One surprising result is that no power is saved through concurrency throttling, on average. We successfully leave cores idle, but it is likely that by changing the binding of threads, we are interfering with cache warmth. This, in turn, causes increases in bus and memory accesses, thereby increasing off-chip power consumption. So, while on-chip power consumption is reduced by small amounts, this is overcome by the off-chip increase. There are also cases, as pointed out in Section III, where power is increased through selecting reduced threading configurations with better performance. Together, these situations result in an average increase in power consumption of 1.5%. However, given the considerable improvement in execution time, the total energy consumption goes down by an average of 5.2%.

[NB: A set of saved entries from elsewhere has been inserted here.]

PR #670, opened 2026-01-21
Added shared_path in sync path. 

### LINKED ISSUE #462: Sync Path
Should the sync path configure follow the style as short path? Where the experiment name is added to the path provided.

i.e. if:

```
sync: 
    enable: True
    path: /g/data/$PROJECT/$USER
```

should this create a folder 

`/g/data/$PROJECT/$USER/<<experiment_name+uuid>>`

automatically to sync to?

This seems especially useful when using the `payu branch` from a point in another experiment and you don't want to override the existing results ?

Current behavior is it will create the output folders directly in the _path_ directory

Qian-HuiChen:
**Function**
Added `shared_path` in `sync` section of `config.yml`.
Prioritise cutomised `path`, sync to `path` when provided.
When `path` is not provided, sync to `shared_path/<expt_name>`.
When either path is provided, an `ValueError` will be raised.

**Tests**
Passed pytest by provided only `shared_path`, `path` or neither.
Another testing is through running `payu-sync`. Data are sync to the expected archive directory.
Closes #462

### DIFF
--- a/payu/sync.py
+++ b/payu/sync.py
@@ -148,8 +148,8 @@ class SyncToRemoteArchive():
             # Check if sync archive UUID {dest_uuid} matches 
             # the local payu archive UUID {self.expt.metadata.uuid}
             if dest_uuid != None and dest_uuid != self.expt.metadata.uuid:
-                print(f"payu: error: UUID of experiment metadata in sync archive"
-                      f"({self.destination_path})"
+                print(f"payu: error: UUID of experiment metadata in sync archive "
+                      f"({self.destination_path}) "
                       f"does not match current experiment UUID. "
                       "Refusing to sync to avoid overwriting existing output.")
                 raise ValueError("payu: error: Mismatched experiment UUIDs in sync destination.")


payu/sync.py
```diff
@@ -124,18 +137,36 @@ def add_extra_source_paths(self):
...
+        If yes, check if UUID is the same as current experiment UUID.
+        If not the same, raise error."""
+        metadata_path = Path(self.destination_path) / METADATA_FILENAME
+        if os.path.exists(metadata_path):
+            metadata = YAML().load(metadata_path)
+            dest_uuid = metadata.get(UUID_FIELD, None)
+            if dest_uuid != self.expt.metadata.uuid:
+                print(f"payu: error: UUID of experiment metadata in sync "
+                      f"archive does not match current experiment UUID. "
+                      "Refusing to sync to avoid overwriting existing output.")
```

A popular metric in power-aware HPC is energy-delaysquared (ED 2 ), which considers power consumption but is more influenced by performance, commensurate with the heavy emphasis on performance in HPC. Given the large improvements in execution time, with very minor increases in power consumption, we experience significant reductions in ED 2 , saving an overall 17.2%. However, it is clear that further gains are possible through this approach as the phase optimal execution sees a 29.0% improvement compared to using four cores. The most significant result occurs with IS, which shows that for applications that scale poorly, concurrency throttling is imperative to achieve energy-efficiency with a 71.6% improvement in ED 2 .
VI. CONCLUSIONS
In this paper, we have evaluated the scalability and energyefficiency of multithreaded scientific applications on a recently introduced Intel quad-core processor. As the number of cores per chip is continuing to increase, such a study is vital to understanding the future of both power-aware and highperformance computing. We found that for a large portion of our evaluation suite, scalability is quite poor and the resulting energy-efficiency at high degrees of concurrency suffers as a result. We improved the energy-efficiency for many of our applications by predicting the optimal number and placement of threads at runtime, and improved the average ED 2 by 17.2%. The success of our approach is largely due to a new performance prediction model based on applying ANNs to a set of performance counters collected online, which we show achieves high accuracy in terms of IPC prediction as well as identification of the optimal threading configuration. A major advantage of our approach over existing work is that, through ANNs, we significantly reduce the end-user cost without sacrificing accuracy.